◆ Given data
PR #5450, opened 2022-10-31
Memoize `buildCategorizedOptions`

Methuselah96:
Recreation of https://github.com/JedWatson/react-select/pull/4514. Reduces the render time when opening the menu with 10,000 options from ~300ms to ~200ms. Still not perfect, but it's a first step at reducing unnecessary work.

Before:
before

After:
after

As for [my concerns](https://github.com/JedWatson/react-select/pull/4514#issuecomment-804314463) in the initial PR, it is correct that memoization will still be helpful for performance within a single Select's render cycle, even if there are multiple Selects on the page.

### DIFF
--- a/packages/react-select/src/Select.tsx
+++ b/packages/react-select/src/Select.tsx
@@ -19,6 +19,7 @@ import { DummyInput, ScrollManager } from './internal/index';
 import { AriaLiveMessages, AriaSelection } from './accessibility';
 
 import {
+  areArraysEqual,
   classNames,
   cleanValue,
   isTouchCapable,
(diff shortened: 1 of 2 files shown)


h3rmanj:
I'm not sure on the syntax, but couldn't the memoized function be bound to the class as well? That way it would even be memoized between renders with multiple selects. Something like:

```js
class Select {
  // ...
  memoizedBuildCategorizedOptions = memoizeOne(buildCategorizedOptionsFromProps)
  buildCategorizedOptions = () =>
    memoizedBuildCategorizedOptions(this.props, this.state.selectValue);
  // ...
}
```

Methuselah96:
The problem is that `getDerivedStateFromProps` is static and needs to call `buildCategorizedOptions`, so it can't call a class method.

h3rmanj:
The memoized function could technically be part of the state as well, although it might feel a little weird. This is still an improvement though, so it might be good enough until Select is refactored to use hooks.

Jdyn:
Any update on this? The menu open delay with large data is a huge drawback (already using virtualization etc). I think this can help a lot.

==

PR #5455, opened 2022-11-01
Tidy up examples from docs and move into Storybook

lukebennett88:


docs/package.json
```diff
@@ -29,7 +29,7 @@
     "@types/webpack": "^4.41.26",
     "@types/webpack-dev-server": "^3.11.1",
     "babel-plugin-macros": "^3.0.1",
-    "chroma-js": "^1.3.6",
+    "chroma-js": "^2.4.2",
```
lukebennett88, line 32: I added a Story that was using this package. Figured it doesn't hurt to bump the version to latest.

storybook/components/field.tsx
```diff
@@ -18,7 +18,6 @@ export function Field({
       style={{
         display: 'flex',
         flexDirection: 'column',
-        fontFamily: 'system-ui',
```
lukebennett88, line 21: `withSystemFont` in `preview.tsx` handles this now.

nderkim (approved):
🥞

--

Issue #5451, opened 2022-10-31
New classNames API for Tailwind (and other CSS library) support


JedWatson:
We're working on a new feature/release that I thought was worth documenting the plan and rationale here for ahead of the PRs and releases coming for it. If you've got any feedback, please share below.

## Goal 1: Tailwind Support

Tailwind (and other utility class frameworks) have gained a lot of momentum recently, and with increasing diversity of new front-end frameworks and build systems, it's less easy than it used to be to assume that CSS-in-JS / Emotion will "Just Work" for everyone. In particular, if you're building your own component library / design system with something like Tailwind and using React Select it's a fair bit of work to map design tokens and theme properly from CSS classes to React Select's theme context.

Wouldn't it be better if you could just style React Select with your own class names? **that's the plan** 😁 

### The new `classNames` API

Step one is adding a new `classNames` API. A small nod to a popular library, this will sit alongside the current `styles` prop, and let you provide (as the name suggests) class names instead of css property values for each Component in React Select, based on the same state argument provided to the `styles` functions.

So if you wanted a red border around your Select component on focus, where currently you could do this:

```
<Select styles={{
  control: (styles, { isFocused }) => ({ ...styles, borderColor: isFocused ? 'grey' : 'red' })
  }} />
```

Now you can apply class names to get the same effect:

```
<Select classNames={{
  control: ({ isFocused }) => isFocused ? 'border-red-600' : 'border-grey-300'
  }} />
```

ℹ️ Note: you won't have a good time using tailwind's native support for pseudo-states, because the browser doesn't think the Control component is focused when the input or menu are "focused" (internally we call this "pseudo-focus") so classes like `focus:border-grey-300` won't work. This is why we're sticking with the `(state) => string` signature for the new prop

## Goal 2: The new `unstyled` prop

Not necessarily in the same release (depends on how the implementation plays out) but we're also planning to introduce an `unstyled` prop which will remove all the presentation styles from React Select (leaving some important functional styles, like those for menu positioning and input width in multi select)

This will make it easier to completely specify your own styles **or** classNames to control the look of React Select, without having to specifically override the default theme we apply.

◆ What the exercise asks
In the listing, how many lines include the string "styles"? State the number alone.

◆ Written response
5